17
Oct
2012

The Clean for the Unclean

I have always been amazed at the way in which the healing accounts in the Gospels reflect something of the compassion and the power of Jesus; but even more than that, I have often wondered at the fact that it actually cost Jesus so much more than we realize at first in order for Him to make ceremonially unclean individuals clean again. As the Son of God, Jesus lacked no power to cleanse a leper or the woman with the flow of blood; but as true man and as an Israelite it was exceedingly costly. The law of God had forbidden the touching of a leper. In many cases of blood laws and bodily discharges the same was true. Once an Israelite was unclean they could no longer go to the Temple and carrying out the worship rituals prescribed by God. So how could Jesus touch the leper or the woman with the flow of blood and not be made unclean? The simple answer is that He was made unclean–at the cross.

Sinclair Ferguson tells the story of a friend of his who had been converted out of a lifestyle of drug abuse and rebellion. In recounting the story, Ferguson noted that his friend would often say, “For something dirty to become clean something must become dirty–and that’s the Gospel.” Someone clean became unclean so that those who were unclean might be cleansed. Jesus healed a leper by touching him, He healed the woman with the flow of blood when she touched the hem of His garment, and He raised a dead girl to life by taking her by the hand. All of these acts made Him ceremonially unclean, and all of these acts represented His being made unclean on the cross. He was treated as a spiritual leper at Calvary. On the cross, He took the unstoppable flow of blood; and, he subjected Himself to death on the tree. He was made sin for us that we might become the righteousness of God in Him.

Herman Ridderbos explained this element of Christ’s saving work in His reflections on the fulfillment of Isaiah 53:4, as it is quoted in the Gospel of Matthew, when he wrote:

Jesus’ suffering “has a much deeper foundation in the gospel than can be established on the ground of the pronouncements that mention it explicitely. The messianic salvation revealed in Christ’s coming is not exclusively founded in His authority and supernatural glory, but also in His humiliation and rejection. The whole of the Gospel of the Kingdom must also be qualified as the gospel of the cross, not only on account of Jesus’ deliberate pronouncements about His suffering, but also because of the modality of the whole of his messianic self-revelation…

Especially noteworthy is the agreement between Jesus’ via dolorosa and the prophecy of the suffering Servant of the Lord in Isaiah 53. Even before this suffering started, this agreement became visible…It is important that in Matthew 8:16-17 Jesus’ manifold cures are called the fulfillment of the prophecy of Isaiah 53:4: “He hath borne our griefs and carried our sorrows.” Here we find the thought that in His messianic work, Jesus takes over the burden of disease and suffering from men. It is true that in this passage Jesus does not appear as the one who takes this burden on Himself in His suffering (as does the Servant of the LORD in Isaiah 53:4).

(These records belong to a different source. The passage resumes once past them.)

PR #440, opened 2026-05-14
feat(sources/community/postman): add Postman API source

### LINKED ISSUE #439: design: add Postman community source
## Summary

Add a new `postman` community source that lets Coral query Postman workspaces, API collections, request metadata, environments, and monitors through the Postman API. This makes it easy for users and agents to discover accessible Postman workspaces, inspect API collections and request structure, manage test environments, and validate monitor health for API inventory analysis and governance workflows.

## Motivation

Postman is widely used for API development, testing, and documentation. Teams often need a quick read-only inventory of Postman collections, request endpoints, test environments, and API monitors across workspaces, especially for API discovery, endpoint analytics, governance checks, and agent workflows.

Without a community source, users must hand-roll Postman API calls and pagination logic for common metadata checks like endpoint discovery, request method distribution, and monitor health status.

## Proposed design

Add a new community source under `sources/community/postman`, implemented as a manifest-only HTTP source.

Inputs:

- `POSTMAN_API_KEY` required secret
  - Postman API key from account settings
  - recommended scopes: workspaces.read, collections.read, environments.read, monitors.read

Auth:

- header auth
- `X-API-Key: {{input.POSTMAN_API_KEY}}`

Proposed v1 tables:

- `postman.me`
  - `GET /me`
  - validates API key and returns current user metadata
- `postman.workspaces`
  - `GET /workspaces`
  - lists Postman workspaces accessible to the caller
- `postman.collections`
  - `GET /collections`
  - lists API collections with request counts and organization metadata
- `postman.collection_requests`
  - `GET /collections/{collection_uid}`
  - requires `collection_uid`
  - exposes request-level endpoint metadata: method, URL, description, auth, scripts
- `postman.environments`
  - `GET /environments`
  - lists test/deployment environments and variable groups
- `postman.monitors`
  - `GET /monitors`
  - lists API health monitors with failure counts and schedule config

Design details:

- keep v1 read-only
- use Postman API v1 only
- document API key setup and scopes in README
- include offset pagination for list endpoints
- expose high-value flattened fields (owner_id, workspace_id) plus raw JSON for complex structures (auth, headers, scripts, variables)
- require `collection_uid` filter on collection_requests to prevent unbounded scans

Affected surface:

- community source only
- expected files:
  - `sources/community/postman/manifest.yaml`
  - `sources/community/postman/README.md`

No CLI, config, MCP, runtime, or bundled source changes are proposed.

## Drawbacks and trade-offs

This source requires a Postman API key rather than OAuth. Users must create an API key through their Postman account settings.

Mock servers, flows, specifications, and pull requests are intentionally out of scope for v1 because they add complexity without immediate value for core API discovery and monitoring workflows.

## Alternatives considered

- Including mock server metadata: rejected for v1 because mock servers add operational complexity without immediate query value.
- Including API governance features (APIs, comments, forks): rejected for v1 because these surfaces are less stable and add breadth without depth.
- Querying Postman Collection Format v2.1 directly: rejected because Postman's REST API provides structured, normalized metadata that's easier to query.

## Open questions

- Should mock servers become part of a future v1.1 release?
- Should workspace team/permission metadata be exposed in future versions?
- Should enterprise Postman API features be queried when available?

siddhiguptas:
## Summary

Fixes #439 

Add a new `postman` community source for querying Postman workspace inventory, API collections, request metadata, test environments, and API monitors using the Postman Management API.

This change is manifest-only and uses Coral's existing HTTP source-spec model. It adds read-only Postman metadata querying without changing CLI, MCP, config, runtime, or bundled-source contracts.

## What changed

Added:

- `sources/community/postman/manifest.yaml`
- `sources/community/postman/README.md`

## Source scope

Inputs:

- `POSTMAN_API_KEY`

Tables:

- `postman.me`
  - `GET /me`
  - validates API key and returns user metadata
- `postman.workspaces`
  - `GET /workspaces`
  - lists accessible workspaces with pagination
- `postman.collections`
  - `GET /collections`
  - lists collections with owner, workspace, and metadata
- `postman.collection_requests`
  - `GET /collections/{collection_uid}`
  - requires `collection_uid` (required filter)
  - exposes request-level endpoint data: method, URL, auth, scripts, headers
- `postman.environments`
  - `GET /environments`
  - lists environments with variables and owner metadata
- `postman.monitors`
  - `GET /monitors`
  - lists API health monitors with status and failure counts

## Implementation notes

- uses Postman API key header auth (`X-API-Key`)
- uses offset pagination (limit/offset) for list endpoints
- supports 25-item default page size on paginated endpoints
- requires `collection_uid` filter on collection_requests to prevent unbounded scans
- exposes high-value flattened fields (owner_id, workspace_id) plus raw JSON for complex structures (auth, headers, scripts, variables)
- treats missing data (e.g., unlinked monitors) as empty results
- README documents API key setup, scopes, and example queries

## Validation

Live API testing completed:

- All 6 endpoints tested with real Postman API credentials
- All response structures verified against actual API responses
- Field mappings validated with real data (9 workspaces, 9 collections, 4 environments tested)
- Pagination validated on multi-page endpoints
- Critical field mapping issues identified and fixed during testing

Local validation:

- Manifest YAML structure verified
- All Arrow types correctly declared
- All columns have nullable declarations
- All columns have expr path mappings
- Response extraction paths all validated

## Testing notes

Testing was performed with actual Postman API using a real access token. All 6 endpoints returned 200 status and real data structures. Field mappings were corrected based on actual API response structure discovered during testing:

- `/me` returns user object directly: `{user: {...}}`
- `/collections` returns owner as numeric ID, not nested object
- `/environments` returns values array for variables
- `/collection_requests` handles URL as both string and object

All issues discovered during testing were fixed before this PR.

## Out of scope

Not included in v1:

- Mock servers
- Flows and specifications
- Forks and pull requests
- Firestore/Realtime Database querying
- write operations such as creating collections or modifying monitors

### DIFF
--- a/sources/community/postman/manifest.yaml
+++ b/sources/community/postman/manifest.yaml
@@ -447,7 +447,7 @@ tables:
       - name: variables
         type: Json
         nullable: true
-        description: Environment variables (JSON structure). Secret values are masked in v1.
+        description: "Environment variables (JSON structure). Note: the Postman API returns secret values as plaintext."
         expr:
           kind: path
           path: [values]
--- a/sources/community/postman/manifest.yaml
+++ b/sources/community/postman/manifest.yaml
@@ -38,7 +38,7 @@ tables:
       method: GET
       path: /me
     response:
-      rows_path: []
+      rows_path: [user]
     columns:
       - name: user_id
         type: Int64
@@ -203,34 +203,27 @@ tables:
         expr:
           kind: path
           path: [uid]
-      - name: name
-        type: Utf8
-        nullable: false
-        description: Collection name
-        expr:
-          kind: path
-          path: [name]
-      - name: owner_id
-        type: Int64
-        nullable: true
-        description: Owner user ID (flattened from owner object)
-        expr:
-          kind: path
-          path: [owner, id]
-      - name: owner_name
-        type: Utf8
-        nullable: true
-        description: Owner username (flattened from owner object)
-        expr:
-          kind: path
-          path: [owner, username]
-      - name: workspace_id
-        type: Utf8
-        nullable: true
-        description: Parent workspace ID (flattened from workspace)
-        expr:
-          kind: path
-          path: [workspace, id]
+       - name: name
+         type: Utf8
+         nullable: false
+         description: Collection name
+         expr:
+           kind: path
+           path: [name]
+       - name: owner_id
+         type: Int64
+         nullable: true
+         description: Owner user ID
+         expr:
+           kind: path
+           path: [owner]
+       - name: workspace_id
+         type: Utf8
+         nullable: true
+         description: Parent workspace ID
+         expr:
+           kind: path
+           path: [workspace]
       - name: created_at
         type: Timestamp
         nullable: true
@@ -332,13 +325,13 @@ tables:
         expr:
           kind: path
           path: [request, method]
-      - name: url
-        type: Utf8
-        nullable: true
-        description: Request URL (flattened from request object)
-        expr:
-          kind: path
-          path: [request, url, raw]
+       - name: url
+         type: Utf8
+         nullable: true
+         description: Request URL string or raw URL
+         expr:
+           kind: path
+           path: [request, url]
       - name: description
         type: Utf8
         nullable: true
@@ -431,55 +424,48 @@ tables:
         expr:
           kind: path
           path: [uid]
-      - name: name
-        type: Utf8
-        nullable: false
-        description: Environment name
-        expr:
-          kind: path
-          path: [name]
-      - name: owner_id
-        type: Int64
-        nullable: true
-        description: Owner user ID (flattened from owner object)
-        expr:
-          kind: path
-          path: [owner, id]
-      - name: owner_name
-        type: Utf8
-        nullable: true
-        description: Owner username (flattened from owner object)
-        expr:
-          kind: path
-          path: [owner, username]
-      - name: workspace_id
-        type: Utf8
-        nullable: true
-        description: Parent workspace ID (flattened from workspace)
-        expr:
-          kind: path
-          path: [workspace, id]
-      - name: created_at
-        type: Timestamp
-        nullable: true
-        description: Environment creation timestamp (ISO 8601)
-        expr:
-          kind: path
-          path: [createdAt]
-      - name: updated_at
-        type: Timestamp
-        nullable: true
-        description: Environment last updated timestamp (ISO 8601)
-        expr:
-          kind: path
-          path: [updatedAt]
-      - name: variables
-        type: Struct
-        nullable: true
-        description: Environment variables (JSON structure). Secret values are masked in v1.
-        expr:
-          kind: path
-          path: [value]
+       - name: name
+         type: Utf8
+         nullable: false
+         description: Environment name
+         expr:
+           kind: path
+           path: [name]
+       - name: owner_id
+         type: Int64
+         nullable: true
+         description: Owner user ID
+         expr:
+           kind: path
+           path: [owner]
+       - name: workspace_id
+         type: Utf8
+         nullable: true
+         description: Parent workspace ID
+         expr:
+           kind: path
+           path: [workspace]
+       - name: created_at
+         type: Timestamp
+         nullable: true
+         description: Environment creation timestamp (ISO 8601)
+         expr:
+           kind: path
+           path: [createdAt]
+       - name: updated_at
+         type: Timestamp
+         nullable: true
+         description: Environment last updated timestamp (ISO 8601)
+         expr:
+           kind: path
+           path: [updatedAt]
+       - name: variables
+         type: Struct
+         nullable: true
+         description: Environment variables (JSON structure). Secret values are masked in v1.
+         expr:
+           kind: path
+           path: [values]
 
   - name: monitors
     description: API monitors configured for continuous testing and health checking. Enables API reliability analytics and incident summarization. Important for API governance workflows.
--- a/sources/community/postman/manifest.yaml
+++ b/sources/community/postman/manifest.yaml
@@ -102,12 +102,13 @@ tables:
     response:
       rows_path: [workspaces]
     pagination:
-      mode: offset
-      offset_param: offset
+      mode: cursor_query
       page_size:
         default: 25
         max: 100
         query_param: limit
+      cursor_param: cursor
+      response_cursor_path: [meta, nextCursor]
     columns:
       - name: id
         type: Utf8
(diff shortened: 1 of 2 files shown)


sources/community/postman/manifest.yaml
```diff
@@ -0,0 +1,567 @@
...
+          path: [isPublic]
+
+  - name: workspaces
+    description: Postman workspaces accessible to the authenticated user. Workspaces are top-level organizational entities containing collections, environments, and monitors.
+    fetch_limit_default: 25
+    request:
+      method: GET
+      path: /workspaces
+      query:
+        - name: limit
```
antonmry: Thanks for the detailed source and README. Could you run `coral source lint` against the manifest and check the DSL fields here?

On the current head I get schema validation failures because `from: limit` / `from: offset` are not supported request value sources; Coral adds pagination params from `pagination.page_size.query_param` and `pagination.offset_param` automatically. The same lint run also flags the later `Struct` column types, and this table uses `path_params` / `kind: context`, which do not appear to be supported by the current DSL. As written, the source will not install yet.

sources/community/postman/manifest.yaml
```diff
@@ -0,0 +1,567 @@
...
+          kind: path
+          path: [visibility]
+      - name: created_by
+        type: Int64
+        nullable: true
+        description: User ID who created the workspace
+        expr:
+          kind: path
+          path: [createdBy]
+      - name: created_at
```
antonmry, line 148: Could you double-check the timestamp mappings before this lands?

Postman returns these as ISO 8601 strings, but Coral `Timestamp` columns need the value converted with `kind: format_timestamp` and `input: iso8601`; using a plain `path` expression here is likely to produce NULL timestamps at runtime. This applies to the other `created_at` / `updated_at` columns too.

sources/community/postman/manifest.yaml
```diff
@@ -0,0 +1,567 @@
...
+      path: /workspaces
+      query:
+        - name: limit
+          from: limit
+        - name: offset
+          from: offset
+    response:
+      rows_path: [workspaces]
+    pagination:
+      mode: offset
```
antonmry: Could you verify the pagination mode for `/workspaces` against the current Postman API docs?

The docs I found describe `limit` plus `cursor` / `nextCursor` for this endpoint, not offset pagination. If that is still accurate, using `mode: offset` here could repeat or miss rows beyond the first page. It may need `cursor_query` with `cursor_param: cursor` and the response cursor path, or no pagination if the endpoint shape does not expose one in the tested account.

Docs: https://www.postman.com/postman/postman-public-workspace/request/mes2rzs/get-all-workspaces

sources/community/postman/manifest.yaml
```diff
@@ -0,0 +1,567 @@
...
+          kind: path
+          path: [createdAt]
+      - name: updated_at
+        type: Timestamp
+        nullable: true
+        description: Environment last updated timestamp (ISO 8601)
+        expr:
+          kind: path
+          path: [updatedAt]
+      - name: variables
```
antonmry: Could you check whether this field is present on the list endpoint response?

Postman's documented `GET /environments` response includes environment metadata (`id`, `name`, `createdAt`, `updatedAt`, `owner`, `uid`, etc.) but not the `values` array; variables appear to require fetching an individual environment. If that matches the live API, this column will always be NULL in this table and should either be removed, documented as not available from the list endpoint, or backed by a different request shape.

Docs: https://www.postman.com/postman/postman-public-workspace/request/bqbz8iw/get-all-environments

sources/community/postman/manifest.yaml
```diff
@@ -0,0 +1,567 @@
...
+        required: true
+    request:
+      method: GET
+      path: /collections/{collection_uid}
+      path_params:
+        collection_uid:
+          from: filter
+          key: collection_uid
+    response:
+      rows_path: [item]
```
antonmry: Could you confirm the intended behavior for folders and nested requests?

`rows_path: [item]` only selects the top-level collection items. In Postman collections, folders can contain their own `item` arrays, so this table may omit nested requests and may also emit folder rows with NULL request fields. If Coral cannot recursively flatten this response in the manifest today, it would be helpful to either document that v1 only exposes top-level requests or expose the raw collection/folder JSON instead of presenting this as request-level coverage.

Docs: https://learning.postman.com/docs/collections/use-collections/manage-collections

sources/community/postman/manifest.yaml
```diff
@@ -0,0 +1,556 @@
...
+        type: Timestamp
+        nullable: true
+        description: Environment last updated timestamp (ISO 8601)
+        expr:
+          kind: format_timestamp
+          input: iso8601
+          expr:
+            kind: path
+            path: [updatedAt]
+      - name: variables
```
antonmry: This contradicts the README. The column maps to `[values]` here, but the README "environments" section says: "The list endpoint does not return environment variable values. Variable details require fetching individual environments, which is not supported in v1."

If the README note is correct, this column will always be NULL and should be dropped for v1 (or backed by a per-environment fetch). If your live testing actually got `values` back from `/environments`, the README note is wrong instead. One of the two needs to change so the manifest and docs agree.

sources/community/postman/manifest.yaml
```diff
@@ -0,0 +1,556 @@
...
+      top-level organizational entities containing collections, environments,
+      and monitors.
+    fetch_limit_default: 25
+    request:
+      method: GET
+      path: /workspaces
+    response:
+      rows_path: [workspaces]
+    pagination:
+      mode: offset
```
antonmry: The README "Limits" section says "List endpoints return all items without server-side pagination," but this table (and `collections`, `environments`, `monitors`) is still configured with `mode: offset` + `limit`/`offset` query params.

If the Postman API ignores `?offset=` on these endpoints, the runtime will keep re-requesting the same first page and emit duplicate rows in a loop until the page comes back short. Could you confirm — on a workspace with more than 25 items — that incrementing `offset` actually returns a different slice? If it doesn't, switch these tables to `mode: none` (matching the README claim). If it does, update the README so it doesn't contradict the manifest.

sources/community/postman/manifest.yaml
```diff
@@ -0,0 +1,556 @@
...
+        type: Utf8
+        nullable: true
+        description: Request URL string or raw URL
+        expr:
+          kind: path
+          path: [request, url, raw]
+      - name: description
+        type: Utf8
+        nullable: true
+        description: Request description
```
antonmry, line 322: Minor: Postman request `description` can come back as either a string or an object of the form `{content, type}` (e.g. when the description is Markdown). With a plain `kind: path` and `Utf8` column type, the object form will surface as NULL or a stringified blob.

Either extract `request.description.content` (with the string form as a fallback), or document that rows with structured descriptions render as NULL.

antonmry (approved):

But the thought of such a transfer is clearly present and is explained in the light of the prophecy of Isaiah 53. ” – RidderbosThe Coming of the Kingdom pp. 164-165

By virtue of the relationship between sin and sickness (through Adam’s rebellion), and the fact that the Scriptures explicitly tell us that He “who knew no sin was made sin for us,” and that God substituted “the just for the unjust,” we may rightly also affirm that “the clean was made unclean so that the unclean might be made clean.”

2 Responses

  1. Pingback : The Miracle-Working Second Adam - Feeding on Christ

  2. Keith Fredrickson (New Life Presbyterian Church (PCA), La Mesa, CA)

    I must say that this is most biblical and boldly Christ-honoring material. And it is necessary food for my hungry soul.